Artemis III will be the longest Moon landing yet, with astronauts staying on the surface of the Moon for a full week! (The current record is 3 days and 3 hours). The Artemis Human Landing System (HLS)will be produced by SpaceX, the world’s first commercial space organisation. ‘Starship’ will serve as a permanent HLS to orbit the moon for future missions, and the sheer size and technology of the vehicle warrant an article in itself 

Starship will land on the South Pole of the moon, and while on the surface, countless measurements and research will be completed that will aid in devising future Mars missions.  

This research will build upon, among others, Japan’s ‘moonshot,’ which recently completed the most precise unmanned  Moon landing to date and NASA’s Mars rover milestone, where they successfully finished testing oxygen production… on Mars itself. 7 days after landing, and after the crew has completed their research, Starship will return astronauts to the Orion Spacecraft which will be orbiting the moon during the mission.
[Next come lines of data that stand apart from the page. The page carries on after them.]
PR #1844, opened 2021-09-29
Move more of the controller out of hack and into v2

matthchr:
There are other problems we should solve (the crossplane directory and generator), but this at least removes the circular reference we had which was causing me a lot of issues
gif

**If applicable**:
- [x] this PR contains tests


matthchr:
Hmm I think I broke the Docker build for the controller image - fixing that...

matthchr:
Will be waiting for @porges approval on this (to ensure I didn't screw it up and didn't collide with anything he's doing)

matthchr:
Fixed the Dockerfile stuff

hack/generator/pkg/config/configuration.go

The astronauts will then initiate a short burn to return to their home planet. 

SLS; A final statement 

As I’ve briefly mentioned, the SLS will be NASA’s final rocket. No other Moon rockets will be produced by NASA due to political constraints. Artemis itself was only greenlighted after the previous model for it – ‘Constellation Program’ – was cancelled due to budgetary constraints. Luckily, the backlash from workers all across the US who lost their jobs because of this, convinced policymakers to fund NASA once again. But the sad truth is that NASA is too inefficient and burdened by political considerations to be an effective producer of Launch Vehicles. SpaceX’s ‘Falcon 9’ costs but $67 million per launch, and is reusable, while NASA’s Atlas V costs over $120 million and is not reusable. In fact, NASA doesn’t even own Atlas V, and the SLS will cost over $4 Billion. This is because NASA is plagued by old policies such as one that mandates NASA to reuse old rocket equipment. What does this mean? Well, it means that NASA is still using outdated technology that is 50 years old! According to a recent report, “nearly 83 percent of NASA’s facilities are beyond their original design life.” 
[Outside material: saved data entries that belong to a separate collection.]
Issue #1434, opened 2021-05-14
Simplify APIs by pulling types forward


theunrepentantgeek:
While most teams version their entire API, some teams only publish a subset of their types in each release of the API. 
(Currently we're concerned about the `microsoft.network` ARM APIs, but this may apply to others too.)

The problem here is that we might end up having to generate multiple versions of the API simply to ensure we have full coverage of the types required for the _latest_ version of the API.

We should consider the idea of "pulling up" types into later versions so that they are complete and can be used in isolation.

# Example

`DnsZone` and related types haven't been released in any version of the `microsoft.network` ARM API since `v20180501`. 

If these are needed by consumers of `v20200501`, they would have to import the earlier version just for access to``DnsZone`.

If we promoted all of the types related to `DnsZone` up to `v20200501` then consumers would get everything they need in the single API version, simplifying consumption.

# Approach

We'd need careful configuration to ensure that we only pull forward the types we need.

Each type would need to be tagged with the original ARM version (so that we can do the right thing when talking to the ARM API)

theunrepentantgeek:
We may be able to solve this just through config - say by explicitly importing `DnsZone` from the older version alongside the later imports of `microsoft.network`.

PR #1845, opened 2021-09-29
Modify ConversionGraph to support hub types not in the most recent package

theunrepentantgeek:

To this point we've made the unproven assumption that, at least for resources of interest, each version of an ARM service will include all the resources required for interaction with that service.

Though convenient, we've known that this assumption was unproven (see #1434) and that we would need to confirm or reject it at some point.

We've now how a concrete case that disproves the assumption: In the `Microsoft.Compute` namespace, API version `2020-09-30` includes the `Disk` resource, but version `2020-12-01`, despite being a later release, does not.

So, when identifying the hub type, we need to limit candidate packages to those that contain the specified resource, and select the latest available storage package from that reduced set instead of the complete set.

gif

**If applicable**:
- [x] this PR contains tests


hack/generator/pkg/codegen/pipeline/implement_convertible_interface.go
```diff
@@ -28,30 +27,38 @@ func ImplementConvertibleInterface(idFactory astmodel.IdentifierFactory) Stage {
...
+					for _, fn := range rsrc.Functions() {
+						if propertyAssignmentFn, ok := fn.(*functions.PropertyAssignmentFunction); ok {
+
+							conversionFn := functions.NewResourceConversionFunction(hub, propertyAssignmentFn, idFactory)
+							conversionFunctions = append(conversionFunctions, conversionFn)
+						}
+					}
+
+					// Create the interface implementation and inject into the rsrc
+					impl := astmodel.NewInterfaceImplementation(astmodel.ConvertibleInterface, conversionFunctions...)
```
babbageclunk, line 50: No check on the number of functions anymore - is that because they'll always exist?

hack/generator/pkg/codegen/storage/conversion_graph.go
```diff
@@ -35,19 +35,54 @@ func (graph *ConversionGraph) LookupTransition(start astmodel.PackageReference)
...
+		// We do this to allow for gaps where a type is dropped and then restored across versions
 		ref = r
 	}
+}
+
+// FindHub returns the type name of the hub resource, given the type name of one of the resources that is
+// persisted using that hub type. This is done by following links in the conversion graph until we either reach the end
+// or we find that a newer version of the type does not exist.
+// Returns the hub type and true if found; an empty name and false if not.
+// If the name passed in is for the hub type for the given resource, no hub type will be found.
```
babbageclunk, line 70: These return values are confusing. If you call `FindHub` with the hub, it should return `(hub, true)`.
If you call it with a non-hub name, it should return `(hub, false)`.

babbageclunk (approved):
Looks good - minor quibble about the return semantics of `FindHub`.

hack/generator/pkg/codegen/pipeline/implement_convertible_interface.go
theunrepentantgeek: The conversion functions should exist on every non-hub resource, and hubs are short circuited earlier in the function.

hack/generator/pkg/codegen/storage/conversion_graph.go
theunrepentantgeek: I wrote the function to make it easier to consume, but actually I agree with you. Will change.

theunrepentantgeek: Done.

It’s clear that the world is evolving beyond the traditional idea of government space agencies, and NASA has said that is leaving the production aspect of space travel, so it can focus more on scientific research while leaving the costly (and risky!) production and research of launch vehicles to more private enterprises. So, if there is one lesson we can draw from NASA, ESA, Artemis, the ISS, and all those before, it is that we all have the power to go where no one has been before. Be it alone, or better together, we can go anywhere. So, where would you like to go?